Consider the random variable X with probability density function $$f(x) = \begin{cases} \frac{24}{x^4}; & \text{ if, } x>2 \\ 0; & \text{ otherwise } \end{cases}$$ Find the probability density function of $Y=\frac{8}{X^3}$.
I tried using the formula $$f_Y(y)=f_X(g^{-1}(y)) \vert\frac{\partial}{\partial y}g^{-1}(y)\vert.$$
where
$Y=g(x)=\frac{8}{x^3}$,
$g^{-1}(Y)=\frac{2}{y^\frac{1}{3}}$
but it ended up as $f_Y(y)=$$\frac{y^\frac{4}{3}}{|y\frac{4}{3}|}$
Can anyone tell me where it's gone wrong?

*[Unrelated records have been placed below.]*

PR #256, opened 2019-03-11
Stop prci systemd service when unable to publish artifacts

f-trivino:
PR-CI publish artifacts fails when the runner gets out of space, but the systemd service
keeps running. This causes the next scheduled jobs to fail with the same reason. With this
commit, prci systemd service is disabled to avoid causing more troubles.

### DIFF
--- a/tasks/tasks.py
+++ b/tasks/tasks.py
@@ -4,6 +4,7 @@ import shutil
 import socket
 import urllib
 import uuid
+import subprocess
 
 from .ansible import AnsiblePlaybook
 from .common import (FallibleTask, TaskException, PopenTask,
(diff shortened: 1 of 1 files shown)


f-trivino:
@netoarmando do you think we could connect this error with Sentry? then we will receive a notification of the runner is being deactivated.

netoarmando:
> @netoarmando do you think we could connect this error with Sentry? then we will receive a notification of the runner is being deactivated.

Sentry collects exceptions, so in this case it's already working, not to notify us that the service was stopped, but that the artifacts couldn't be published.

However, with after your changes at least one new exception might be raised: `subprocess.TimeoutExpired`, when it happens Sentry will collect and aggregate that instead.

f-trivino:
> > @netoarmando do you think we could connect this error with Sentry? then we will receive a notification of the runner is being deactivated.
> 
> Sentry collects exceptions, so in this case it's already working, not to notify us that the service was stopped, but that the artifacts couldn't be published.
> 
> However, with after your changes at least one new exception might be raised: `subprocess.TimeoutExpired`, when it happens Sentry will collect and aggregate that instead.

yes, that was my suspicion... "failed to publish artifacts" is already present in Sentry.. so with this commit, it will mean that the runners has been disabled.

netoarmando:
> yes, that was my suspicion... "failed to publish artifacts" is already present in Sentry.. so with this commit, it will mean that the runners has been disabled.

Yes, except when stopping the service fails too. Anyway, I think your changes fix the scenario you've described.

2nd attempt: $P(Y \leq y) = P(\frac{8}{X^3} \leq y) = P(X \geq \frac{2}{y^\frac{1}{3}})$ = $1$- $P(X \leq \frac{2}{y^\frac{1}{3}})$ = $\frac{8}{y}$ using the integral on $f(x)$ over $2$ to $\frac{8}{y\frac{1}{3}}$
What you have done is correct for $0<y<1$. There is no need for absolute value so the density is $1$. Note that $X>2$ implies that $\frac 8 {X^{3}} \in (0,1)$ so $Y$ is uniformly distributed on $(0,1)$.
In your second method $P(Y \leq y)=P(X \geq 2 y^{-1/3})=\int_{ 2 y^{-1/3}}^{\infty} \frac {24}{x^{4}}dx=y$ if $y$ is between $0$ and $1$.